Uniform convergence of $f_n(x)=x^{(n-\frac{x}{n})}$ on $(0,1)$

Question

I have prove the pointwise convergence in $(0,1)$ to the null function. For the uniformly convergence I can calculate the derivative $f'_n(x)$?

If I prove $f_n$ uniformly converge, $\lim_{n\rightarrow+\infty}\int_{0}^{1} f_n(x) dx=\int_{0}^{1}\lim_{n\rightarrow+\infty} f_n(x) dx$?

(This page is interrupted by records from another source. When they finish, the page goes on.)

PR #5983, opened 2024-10-25
check org billing init in start trial job

pjain1:
retry start trial until org billing init is done

### DIFF
--- a/admin/jobs/river/river.go
+++ b/admin/jobs/river/river.go
@@ -342,6 +342,7 @@ func (c *Client) StartOrgTrial(ctx context.Context, orgID string) (*jobs.InsertR
 		UniqueOpts: river.UniqueOpts{
 			ByArgs: true,
 		},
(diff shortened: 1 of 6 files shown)


admin/jobs/river/river.go
```diff
@@ -342,6 +342,7 @@ func (c *Client) StartOrgTrial(ctx context.Context, orgID string) (*jobs.InsertR
 		UniqueOpts: river.UniqueOpts{
 			ByArgs: true,
 		},
+		MaxAttempts: 5, // override default retries as init org billing job should complete before this if org creation and project deployment were done in single flow
```
AdityaHegde, line 345: What is the default? Is it the 3 we set in the client? If so will going from 3  => 5 give enough time?

pjain1: yes default is 3, going to 5 should give around extra 2 mins which should be sufficient IMO. Its just that init job should complete before this. We should add alerts on failed jobs.

begelundmuller (approved):

PR #5984, opened 2024-10-28
review

pjain1:


cli/cmd/devtool/subscription.go
```diff
@@ -105,9 +105,10 @@ func AdvanceSubscriptionTimeCmd(ch *cmdutil.Helper) *cobra.Command {
 						OrgID: orgResp.Organization.Id,
 						Type:  database.BillingIssueTypeOnTrial,
 						Metadata: &database.BillingIssueMetadataOnTrial{
-							SubID:   subResp.Subscription.Id,
-							PlanID:  subResp.Subscription.Plan.Id,
-							EndDate: endDate,
+							SubID:              subResp.Subscription.Id,
+							PlanID:             subResp.Subscription.Plan.Id,
+							EndDate:            endDate,
+							GracePeriodEndDate: issue.Metadata.GetOnTrial().GracePeriodEndDate.AsTime(),
```
pjain1, line 111: after extend trial cmd PR, I have added bth end and grace end to on-trial issue as both needs to be change in case of trial extension and both should be same as there is grace period on extending trial

AdityaHegde (approved):

Issue #4852, opened 2024-05-07
File Exporer: Add menu option to directly duplicate a model in the file view


smartexpert:
**Is your feature request related to a problem? Please describe.**

At times, you need to create a lot of duplicate models of an existing model to start of as the base layer. In release 0.44.1, this is not very user friendly as you have to navigate to the tables in the left bar, right-click the model you want to duplicate and click 'create new model'.

In addition, adding a new model directly in the file system doesn't work. The file shows up but it's not recognized as a rill model.

**Describe the solution you'd like**
In the new left side bar interface in release 0.44.1, add option to duplicate model in the right-click context menu.

![image](https://github.com/rilldata/rill/assets/1627433/8ba1e058-e372-43a1-805a-05c67cec75f8)

**Describe alternatives you've considered**

**Additional context**
None

jaroet:
And not only a model but also a source and maybe even a dashboard?

ericpgreen2:
Closed by https://github.com/rilldata/rill/pull/5993

PR #5993, opened 2024-10-28
File Explorer: Add "Duplicate" menu item

ericpgreen2:
Closes https://github.com/rilldata/rill-private-issues/issues/832, https://github.com/rilldata/rill/issues/4852

image

### DIFF
--- a/web-common/src/features/entity-management/actions.ts
+++ b/web-common/src/features/entity-management/actions.ts
@@ -19,30 +19,6 @@ import {
   removeLeadingSlash,
 } from "./entity-mappers";
 
-export async function copyFileArtifact(
-  instanceId: string,
-  filePath: string,
-): Promise<string> {
-  // Get new file path
-  const [folder, fileName, extension] =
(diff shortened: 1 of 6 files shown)


AdityaHegde (commented):
1. `Copy` doesnt feel like the correct label since it is creating a copy and not just copying to clipboard. Perhaps we can call it `Create Copy`
2. For things like explore should we consider adding `(Copy)` to `display_name`.

AdityaHegde (approved):

ericpgreen2:
> 1. `Copy` doesnt feel like the correct label since it is creating a copy and not just copying to clipboard. Perhaps we can call it `Create Copy`

Totally right. I switched to "Duplicate".

> 2. For things like explore should we consider adding `(Copy)` to `display_name`.

Because this is an option that applies to all files, I'd like the behavior to be consistent across all file types. So a simple copy-and-paste would be consistent & conventional, IMO.

PR #6001, opened 2024-10-29
feat: Parser for rill time syntax

AdityaHegde:
Backend checklist
- [x] Add module for parsing rill time syntax in backend.
- [x] Add `ResolveTime` to return start and end times based on minTime, maxTime and now for a metrics view.
- [x] Replace usage of old duration parser.
- [ ] Map old format to new format
- [x] Add API to resolve times for a list of rill-times.
- [ ] Add a lot more tests.

UI checklist
- [x] Add a parser in UI.
- [ ] Check if we really need to replicate the parser in UI. We could make the resolve time API to return parsed object as well.
- [x] Integrate the new API to get start and end in UI.
- [ ] Categorise the time ranges into `latest` `periodToDate` and `previous`
- [ ] Add conversion to human readable label.
- [ ] Add E2E tests around time.
- [ ] Docs for the new rill time syntax @medriscoll


AdityaHegde:
Closing this since frontend code is pretty stale with human readable url changes. Will open separate PRs for backend and frontend.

$\forall n, \forall x \in (0,1) , x^{(n-\frac{x}{n})}>x^n$ so can I say Sup $x^{(n-\frac{x}{n})}$>Sup $x^n=1$ so there isn't uniformly convergence in (0,1)?

Answer 1

For any $\;x\in (0,1)\;$ we have

$$x^{n-\frac xn}=\frac{x^n}{\left(x^{1/n}\right)^x}\xrightarrow[n\to\infty]{}\frac0{1}=0$$

Answer 2

Take $$x_n = \left(1-\frac{1}{n}\right) \in (0,1)$$

Then $$f_n(x_n) \to \frac{1}{e}$$ hence $$||f_n||_\infty \ge f_n(x_n) \to \frac{1}{e}$$so the convergence is not uniform.